● What you will do
Copy exactly the last part of the entries, starting from the line with "Read func should" and including the final line.

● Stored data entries
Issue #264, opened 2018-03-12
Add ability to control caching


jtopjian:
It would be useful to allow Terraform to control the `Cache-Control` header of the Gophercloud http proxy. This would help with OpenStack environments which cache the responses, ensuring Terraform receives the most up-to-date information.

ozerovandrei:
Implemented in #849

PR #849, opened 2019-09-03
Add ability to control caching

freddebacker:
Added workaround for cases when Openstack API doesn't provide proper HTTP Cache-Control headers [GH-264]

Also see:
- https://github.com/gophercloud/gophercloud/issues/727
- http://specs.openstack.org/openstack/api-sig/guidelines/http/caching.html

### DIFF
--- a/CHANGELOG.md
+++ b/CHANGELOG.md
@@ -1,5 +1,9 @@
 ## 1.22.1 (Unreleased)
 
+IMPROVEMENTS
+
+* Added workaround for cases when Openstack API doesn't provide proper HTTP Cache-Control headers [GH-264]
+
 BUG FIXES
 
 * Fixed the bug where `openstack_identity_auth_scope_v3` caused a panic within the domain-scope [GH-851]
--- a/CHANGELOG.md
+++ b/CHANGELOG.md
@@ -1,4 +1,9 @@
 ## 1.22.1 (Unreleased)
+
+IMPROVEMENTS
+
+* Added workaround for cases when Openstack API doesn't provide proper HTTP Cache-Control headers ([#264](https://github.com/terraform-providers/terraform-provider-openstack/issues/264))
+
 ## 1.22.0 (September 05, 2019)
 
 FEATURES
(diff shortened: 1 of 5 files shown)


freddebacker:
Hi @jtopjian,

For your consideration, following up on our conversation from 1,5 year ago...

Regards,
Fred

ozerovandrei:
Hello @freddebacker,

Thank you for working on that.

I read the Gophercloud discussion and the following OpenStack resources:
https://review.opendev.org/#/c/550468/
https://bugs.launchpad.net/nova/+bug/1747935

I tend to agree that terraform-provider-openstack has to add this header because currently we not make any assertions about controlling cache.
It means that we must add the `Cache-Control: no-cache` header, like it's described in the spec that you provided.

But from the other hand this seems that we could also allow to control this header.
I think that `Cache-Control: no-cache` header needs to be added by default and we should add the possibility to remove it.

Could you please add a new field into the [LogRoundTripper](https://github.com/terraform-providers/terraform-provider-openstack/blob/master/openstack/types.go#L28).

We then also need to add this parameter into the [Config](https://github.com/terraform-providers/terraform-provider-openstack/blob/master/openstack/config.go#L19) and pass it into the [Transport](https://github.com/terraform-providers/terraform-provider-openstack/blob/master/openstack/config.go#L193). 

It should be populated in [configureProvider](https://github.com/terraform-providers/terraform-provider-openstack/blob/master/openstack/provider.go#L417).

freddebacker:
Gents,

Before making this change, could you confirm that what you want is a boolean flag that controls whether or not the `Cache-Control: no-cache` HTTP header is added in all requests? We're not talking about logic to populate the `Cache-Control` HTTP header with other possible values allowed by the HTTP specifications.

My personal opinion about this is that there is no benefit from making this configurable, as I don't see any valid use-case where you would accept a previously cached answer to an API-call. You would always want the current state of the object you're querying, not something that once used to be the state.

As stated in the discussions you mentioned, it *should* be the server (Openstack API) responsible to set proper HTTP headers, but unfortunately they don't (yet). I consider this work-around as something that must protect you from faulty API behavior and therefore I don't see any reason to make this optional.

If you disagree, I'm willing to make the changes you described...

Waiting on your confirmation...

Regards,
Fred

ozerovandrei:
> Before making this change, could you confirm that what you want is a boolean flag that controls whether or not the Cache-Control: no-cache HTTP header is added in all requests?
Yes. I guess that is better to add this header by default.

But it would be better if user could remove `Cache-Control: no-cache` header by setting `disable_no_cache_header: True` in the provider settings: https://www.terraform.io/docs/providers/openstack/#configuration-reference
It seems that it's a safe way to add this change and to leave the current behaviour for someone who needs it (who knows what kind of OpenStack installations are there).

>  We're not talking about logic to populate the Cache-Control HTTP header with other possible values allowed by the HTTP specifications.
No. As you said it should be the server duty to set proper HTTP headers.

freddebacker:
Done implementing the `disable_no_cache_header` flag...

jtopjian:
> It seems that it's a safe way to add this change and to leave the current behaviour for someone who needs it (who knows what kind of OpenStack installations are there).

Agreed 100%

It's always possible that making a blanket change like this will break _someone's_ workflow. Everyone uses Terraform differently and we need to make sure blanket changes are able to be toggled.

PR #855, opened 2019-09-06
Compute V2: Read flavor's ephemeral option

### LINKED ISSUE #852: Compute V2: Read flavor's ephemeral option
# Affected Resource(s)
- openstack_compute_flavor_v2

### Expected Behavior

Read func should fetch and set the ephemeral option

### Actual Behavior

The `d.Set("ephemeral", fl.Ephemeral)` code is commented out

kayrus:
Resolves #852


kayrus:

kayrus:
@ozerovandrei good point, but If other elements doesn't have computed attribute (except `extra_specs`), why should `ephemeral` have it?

● Solution to the exercise
Read func should fetch and set the ephemeral option

### Actual Behavior

The `d.Set("ephemeral", fl.Ephemeral)` code is commented out

kayrus:
Resolves #852


kayrus:

kayrus:
@ozerovandrei good point, but If other elements doesn't have computed attribute (except `extra_specs`), why should `ephemeral` have it?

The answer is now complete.